Atualmente, por influência da história cristã, Nazaré se converteu na capital da Galiléia, com uns 30 mil habitantes, na sua maioria de raça árabe e religião cristã. O maior edifício na atual Nazaré é a basílica da Anunciação, inaugurada por Paulo VI em 1964. No seu interior se conserva o que foram as “paredes” (parte traseira da gruta) onde vivia a família de Maria, mãe de Jesus. Uma inscrição do início do século II foi achada ali e nela se pode ler “Xé Maria” (Deus te salve, Maria), creditando autenticidade histórica ao lugar. Conserva-se também uma fonte que desde sempre abasteceu a aldeia e na qual Maria com suas vizinhas iriam cada dia buscar água. O manancial está no interior de uma pequena igreja de cristãos ortodoxos gregos. Além disso, podem-se ver os restos do que foi o cemitério de Nazaré nos tempos de Jesus onde, sem dúvida, foram enterrados seus antepassados.

Maria teria uns quarenta e tantos anos quando Jesus começou a anunciar a Boa Notícia a seus conterrâneos. Como todas as camponesas, seria nessa idade uma mulher acabada por duros trabalhos, mas cheia dessa sabedoria popular que nasce do contato com as dores e alegrias mais elementares da vida. Suas mãos teriam calos, vestir-se-ia humildemente e, como todas as mulheres de sua classe em Israel, seria analfabeta. Era uma mulher pobre que, como o povo fiel dos “pobres de Javé”, tinha posto em Deus toda a sua esperança. Como todas as mães, temia que seu filho corresse perigo“metendo-se em política”.

A tradição de Israel era que, tanto os homens como as mulheres, se casassem muito cedo. O fato de que Jesus, com seus trinta anos, estivesse ainda solteiro, seria algo chocante tanto para os vizinhos como para sua própria mãe. A virgindade, ou o celibato tal como o entendem hoje aqueles que o escolhem, não eram valores na sociedade em que Jesus viveu.

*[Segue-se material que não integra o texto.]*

PR #1960, opened 2024-04-18
netlify demo app lets you use custom config

artursapek:
this changes the local demo app (and netlify deploy). it adds a textarea where we can provide arbitrary configs. this will be useful for testing NTT tokens and other features.

https://github.com/wormhole-foundation/wormhole-connect/assets/897596/1c0e8205-75ab-4cfd-a031-486d5e4233d7


wormhole-connect/src/demo.tsx
```diff
@@ -1,13 +1,48 @@
...
+    setShowConnect(false);
+    await sleep(10);
+    console.log(config);
+    setCustomConfig(config);
+    setCustomConfigNonce(customConfigNonce + 1);
+    await sleep(10);
+    setShowConnect(true);
+  };
+
+  console.log(customConfig);
```
sebastianscatularo: is it necessary?

wormhole-connect/src/components/DemoAppHeader.tsx
```diff
@@ -0,0 +1,67 @@
...
+    localStorage.getItem(LOCAL_STORAGE_KEY) ?? '',
+  );
+
+  const updateCustomConfig = (e: any) => {
+    const input = e.target.value;
+    setCustomConfigInput(input);
+  };
+
+  const emitCustomConfig = () => {
+    localStorage.setItem(LOCAL_STORAGE_KEY, customConfigInput);
```
sebastianscatularo: would be nice if also we can load custom config form a query param

sebastianscatularo (dismissed):

wormhole-connect/src/components/DemoAppHeader.tsx
artursapek: oh cool idea. let me see if I can do that

artursapek: done. great idea man

wormhole-connect/package.json
```diff
@@ -53,7 +53,7 @@
     "web-vitals": "^2.1.4"
   },
   "scripts": {
-    "start": "REACT_APP_CONNECT_ENV=testnet vite",
+    "start": "NODE_OPTIONS=--max-http-header-size=100000 REACT_APP_CONNECT_ENV=testnet vite",
```
artursapek: this just lets us have really long URLs in development so we can permalink large configs (I think I'll have to do the same on Netlify)

this is a security thing, but for local dev server & internal Netlify it should be OK
https://vitejs.dev/guide/troubleshooting.html#_431-request-header-fields-too-large

wormhole-connect/src/config/utils.ts
```diff
@@ -144,7 +143,11 @@ export const mergeNttGroups = (
   return builtin;
 };
 
-export const validateDefaults = (defaults: BridgeDefaults | undefined) => {
+export const validateDefaults = (
+  defaults: BridgeDefaults,
+  chains: ChainsConfig,
+  tokens: TokensConfig,
```
artursapek, line 149: this solves a bug: when switching networks `config.chains` is still the chains from the previous network.

wormhole-connect/src/components/DemoAppHeader/index.tsx
```diff
@@ -0,0 +1,82 @@
...
+    const input = e.target.value;
+    setCustomConfigInput(input);
+  };
+
+  const emitCustomConfig = () => {
+    localStorage.setItem(LOCAL_STORAGE_KEY, customConfigInput);
+    setUrlQueryParam(customConfigInput);
+
+    try {
+      const parsed = eval(`(function() {
```
artursapek: I'm parsing the config as Javascript code, not merely JSON, so we can put in callback functions and stuff. I figure it's safe to do this for local dev server & internal Netlify builds. but it would technically be safer to only accept JSON and use `JSON.parse` here instead.

artursapek: nvm I got scared and changed this to vanilla JSON.parse

kev1n-peters:
I set a bad config and the error boundary got hit which just renders "unexpected error occurred". I had to remove the bad config from the store before I could get Connect working again. Is this something we should care about?

artursapek:
> I set a bad config and the error boundary got hit which just renders "unexpected error occurred". I had to remove the bad config from the store before I could get Connect working again. Is this something we should care about?

i don't think so, as long as deleting the bad config from the textarea and blurring correctly fixed the Connect widget. all it's doing is showing you what output you get for a given input.

wormhole-connect/src/components/DemoApp/index.tsx
```diff
@@ -0,0 +1,127 @@
...
+import { WormholeConnectConfig } from 'config/types';
+import { compressToBase64, decompressFromBase64 } from 'lz-string';
+
+const MAX_URL_SIZE = 30_000; // 30kb (HTTP header limit is set to 32kb)
+
+const parseConfig = (config: string): WormholeConnectConfig => {
+  if (config) {
+    try {
+      return eval(
+        `(function() { return ${config} })()`,
```
kev1n-peters, line 14: Are we calling `eval` here to allow javascript in the config (e.g. a `WormholeConnectEventHandler` function?)

kev1n-peters (approved):

wormhole-connect/src/components/DemoApp/index.tsx
artursapek: that, and also just to allow us to copy & paste WIP source code in here, which is usually not valid JSON with string keys. eg `{ nttGroups: {...} }` vs `{ "nttGroups": {...} }`

artursapek: JSON also screams about trailing commas, etc. it's just annoyingly strict.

Suzana, comadre de Maria, é uma personagem cujo nome o Evangelho de Lucas recorda ao falar das mulheres que acompanhavam Jesus em sua pregação pelas aldeias e povoados de sua terra (Lc 8,3). As relações de vizinhança num povoado tão pequeno eram intensas, praticamente todo mundo era família de todo mundo, ou ao menos, todos conheciam bem a vida e os problemas de seus patrícios. Tradicionalmente, limitou-se o ofício de Jesus, como o de José, ao de carpinteiro. Entretanto, a palavra original que Marcos emprega tem como exata tradução algo assim como“aquele-que-faz-de-tudo” (Mc 6,3). Jesus trabalharia tanto a madeira, como faria ferraduras ou arrumaria portas. Também semearia e recolheria o fruto da colheita como diarista eventual. Para nossos países, sua condição seria a de um subempregado.

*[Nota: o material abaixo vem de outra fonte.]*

PR #1961, opened 2024-04-18
#1950 - try to repair vaa for vaas with old guardian index set

sebastianscatularo:
tested with 

- https://wormholescan.io/#/tx/0x7de3aa3afcf212553d29396d1ce91caac064230bde88eb1927cbdd270e782397?view=advanced
- https://wormholescan.io/#/tx/0x9e056c31848f998219528a63cfbf9a7e199c1d8ae9a316d3d41007e7ba321cc9?view=advanced

image


wormhole-connect/src/utils/vaa.ts
```diff
@@ -11,6 +15,61 @@ import {
...
 } from './sdk';
+import { repairVaa } from './repairVaa';
+
+type GuardianSetData = {
+  index: number;
+  keys: string[];
+  expiry: number;
+};
+
+const GUARDIAN_SETS: { [key: string]: GuardianSetData } = {
```
artursapek: `key` should be `Network`, right? there's a type for that.

also, we tend to keep network-specific constants like this here:

https://github.com/wormhole-foundation/wormhole-connect/blob/development/wormhole-connect/src/config/mainnet/

for example, built-in tokens, RPCs, etc all live in there. can you move this const to there?

artursapek (changes requested):

wormhole-connect/src/utils/repairVaa.ts
```diff
@@ -0,0 +1,92 @@
...
+ * Takes in a hexstring representation of a signed vaa and a guardian set.
+ * Attempts to remove invalid guardian signatures, update total remaining
+ * valid signatures, and update the guardian set index
+ * @throws if not enough valid signatures remain
+ * @see https://github.com/wormhole-foundation/wormhole/blob/main/sdk/js/src/utils/repairVaa.ts#L44
+ *
+ * NOTE: copied since original function does not normalize the public keys
+ **/
+export function repairVaa(
+  vaaHex: string,
```
kev1n-peters: Can this take in a `Uint8Array` instead of a hex string? We already call `parseVaa` before calling this function (to check the guardian set index), so calling `parseVaa` again in this function is extra work that can be avoided.

wormhole-connect/src/consts/guardianSet.ts
```diff
@@ -0,0 +1,44 @@
...
+    expiry: 0,
+  },
+  testnet: {
+    index: 0,
+    keys: ['0x13947Bd48b18E53fdAeEe77F3473391aC727C638'],
+    expiry: 0,
+  },
+};
+
+export const GUARDIAN_SET = GUARDIAN_SETS[config.network]!;
```
artursapek: actually this isn't good. `config.network` can change at runtime now, and in fact does once when Connect first binds to the DOM. this will not work right.

https://github.com/wormhole-foundation/wormhole-connect/blob/development/wormhole-connect/src/config/index.ts#L187

just export the entire object and let the consumer decide which network to use when it's needed at runtime.

artursapek (changes requested):

artursapek (approved):

PR #1982, opened 2024-04-22
Token balance display fix

kev1n-peters:
Previously the token balances would only be shown after the TokensModal was opened to fetch and set the wallet's balances. The useGetTokenBalance hook is now used to fetch the balances on demand (if not already cached).


kev1n-peters:
Do we want to update `balances` in the store after a cache miss and successful balance fetch in the hook?

wormhole-connect/src/views/Bridge/Inputs/From.tsx
```diff
@@ -44,15 +44,13 @@ function FromInputs() {
...
     toChain,
-    balances,
     token,
     amount,
     isTransactionInProgress,
     destToken,
   } = useSelector((state: RootState) => state.transferInput);
   const tokenConfig = token && config.tokens[token];
-  const balance =
-    accessBalance(balances, wallet.address, fromChain, token) || undefined;
```
kev1n-peters, line 55: For context: `balances` is set in `TokensModal`, so previously `balance` would always be `undefined` until the `TokensModal` was opened. This can be problematic when bridge defaults are set or when the destination token is automatically set

artursapek (commented):
thanks for fixing this. my only reservation is we now have somewhat duplicated logic between the [TokenModal](https://github.com/wormhole-foundation/wormhole-connect/blob/development/wormhole-connect/src/components/TokensModal.tsx#L383-L450) and now this new thing. is there a way to consolidate that?

what if this new `useGetTokenBalance` took a list of token symbols strings as an argument, and return an object that maps the symbols to formatted balances? would that satisfy TokenModal's needs and let us remove that older code?

artursapek (approved):
👏

PR #3444, opened 2025-04-24
Added getTokenMetadataSui function

kev1n-peters:


kev1n-peters:
Fixes an issue where you could paste in a non-token address on Sui (e.g. an object address: 0x9258181f5ceac8dbffb7030890243caed69a9599d2886d957a9cb7656af3bdb3) , and it would get added to the tokens cache. However, this would cause the fetch balances call to throw when fetching the balance for this non-token.

artursapek (approved):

“Moreno” é um apelido carinhoso que se dá a Jesus nesse relato. A origem semita de Jesus sugere uma pele escura, morena, e uns traços que, como os dos homens de sangue árabe, não teriam nada a ver com os dessas imagens que o fazem passar como homem de pele branca, cabelos loiros, e olhos claros.

Maria aparece já neste momento da vida de Jesus como viúva. Não existem dados que provem isso, mas uma tradição cristã o considerou assim desde sempre. Sua viuvez a faz mais precavida, mais“covarde”. Também mais apegada ao filho.

Jesus passou fome e suou ao trabalhar. Teve amigos, chorou e riu e se cansou como todos nós. Também, como todos nós, buscou seu caminho na vida e suportou dúvidas sobre seu próprio destino, envolto que estava na debilidade (Heb 5,3). A pregação profética de João foi para ele um chamado, um momento decisivo na busca desse caminho. Assim foi descobrindo, passo a passo, sua vocação, como acontece a tantos homens que, na sua entrega a Deus e a seus irmãos, vão aprofundando seus compromissos e fazendo-se o que Deus quer que eles sejam.